– Я, того, уезжаю.

– Как? Что? Да одумайся, – купец подскочил так, что стакан с чаем опрокинул.

– Прощайте. Благодарствую за хлеб-соль.

– Да постой ты, окаянный. Куда ты? К брату? Так отпразднуешь – возвращайся.

– Не могу обещать, Иван Борисович.

– Да кому ты нужен-то у брата? А здесь тебе почет, уважение. Хочешь, сосватаем, найдем невесту достойную. Своим домом заживешь? – увещевал Семенчиков.

И от упоминания о сватовстве, о своем доме, помутнело в глазах Макара.

– Благодарствуйте, – выдавил и бегом из конторы.

– Стой, стой, расчет-то возьми, – неслось в спину. – Бирюк, как есть бирюк.

Но он уже не слышал, он ничего не слышал, кроме воя вьюги, в которой звенел смех Матреши.

Сговорился с обозом, заплатил, не торгуясь. Торопился, будто боялся, что не дождется Матреша, исчезнет, растворится в снежном хороводе. Попутчики веселились, травили байки, отхлебывая из бутылей, завернутых в тряпицы. Предлагали и ему, он лишь отмахнулся.

– Бирюк, бирюк, – таяло в морозном воздухе.

К вечеру добрались до постоялого двора. Мужики в расстегнутых тулупах жались к печке. Из разговоров понял, что собираются заночевать, рисковать в буран желающих не было. Но тошно было Макару, не мог он ждать, ему бы на волю, в беспамятство ледяной пляски, под ветер, вымораживающий до души.

– Торопишься, милок, – пожалела хозяйка.

– Угу.

– Какой ты, право, бирюк. Скоро Николай поедет, ему буран нипочем, сговорись, может, возьмет в попутчики, – махнула острым подбородком в сторону кудрявого молодчика.

И вот уже не пар от раскаленных горшков – белое лицо Матрешеньки со смеющимися глазами.

Сыпал, не считая, лишь бы быстрее, лишь бы не сидеть в духоте, забивающей горло. Николай обещал сделать крюк в десять верст, но доставить прямо к дому.


Понеслись! Лишь тонкий скрип полозьев да покрикивания возницы, вторящие заунывной вьюге. Поначалу Николай что-то спрашивал, о чем-то говорил, но, наткнувшись на тяжелый взгляд Макара, замолчав, буркнув: «бирюк». А Макар закрыл глаза, жадно вслушиваясь, карауля Матрешин смех. И услышал!
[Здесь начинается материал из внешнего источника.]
PR #1451, opened 2020-06-23
compatible with macOS 11

jnozsc:
https://en.wikipedia.org/wiki/MacOS_Big_Sur

stop hardcoding `OS X` since `macOS Big Sur` version no. is 11.0

### DIFF
--- a/bin/ruby-build
+++ b/bin/ruby-build
@@ -91,7 +91,7 @@ os_information() {
   if type -p lsb_release >/dev/null; then
     lsb_release -sir | xargs echo
   elif type -p sw_vers >/dev/null; then
-    echo "OS X $(sw_vers -productVersion)"
+    echo "$(sw_vers -productName) $(sw_vers -productVersion)"
   elif [ -r /etc/os-release ]; then
     source /etc/os-release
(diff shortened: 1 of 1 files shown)


bin/ruby-build
```diff
@@ -91,7 +91,7 @@ os_information() {
   if type -p lsb_release >/dev/null; then
     lsb_release -sir | xargs echo
   elif type -p sw_vers >/dev/null; then
-    echo "OS X $(sw_vers -productVersion)"
+    echo "$(sw_vers -productName) $(sw_vers -productVersion)"
```
hsbt, line 94: What's return value with `sw_vers -productName` on Big Sur?

jnozsc: https://twitter.com/sleeve/status/1276191458714775552
https://twitter.com/never_released/status/1275444907394490373

it seems on big sur, it will return `macOS`

hsbt: got it. It seems reasonable.

hsbt:
Note, macOS Catalina returns:

```
$ sw_vers
ProductName:    Mac OS X
ProductVersion: 10.15.5
BuildVersion:   19F101
```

Заливистый, счастливый, как в первый год после венчания, когда еще не умела хоронить младенцев, рождающихся мертвыми каждый год. Смех звучал так громко, что Макар не сразу разобрал, что ему кричит Николай.

– Спишь что ли, бирюк? Гляди-ка, лошадь встала. Что такое, не пойму, – и уже к лошади, – но, но, проклятая, чтоб тебя…

Макар не дослушал, спрыгнул с саней и напрямки к темнеющим впереди домам.

– Куда? Еще далеко, вернись, замерзнешь же, – неслось в спину.

Раздалось фырканье, и лошадь дернулась, а потом и припустила по укатанной дороге.


А Матренушка манила, летела белым облачком над нахохлившимися сугробами, нырнула под воротца дома, где сердитая Анфиса ворчала на своего Василия.

– Приедут, радости-то. Не зря говорят: «золовка – змеиная головка».

– Зря ты так, Катюха тебя любит. И Митька тоже. А уж мальцы… – Василий не договорил, Анфиса зашлась в тоскливом плаче.

– Не плачь, милая, – Макар протягивал что-то из заветного узелка, подвязанного к поясу, – подарок тебе к праздничку.

Анфиса с удивлением рассматривала искусно сделанную шкатулку с младенцем-ангелом на крышке.

– На будущее Рождество и в вашей избе люльку ладить придется, – повторял Макар за Матрешей, примостившейся на потолочной балке.

– Откуда ты знаешь? – Анфиса с интересом глянула на Макара.

– Знаю, милая.


Как много пустых слов. Он просто знал. Как понял сейчас, что встретит свою Матрешу завтра. И совсем не важно, что зовут ее по-другому, что она третий год вдовствует, тайком плача от укоров бездетной снохи. Знал, что посмотрит глазами Матрешиными и зальется веселым смехом, принимая заветное колечко, что столько лет хранил на груди в ладанке.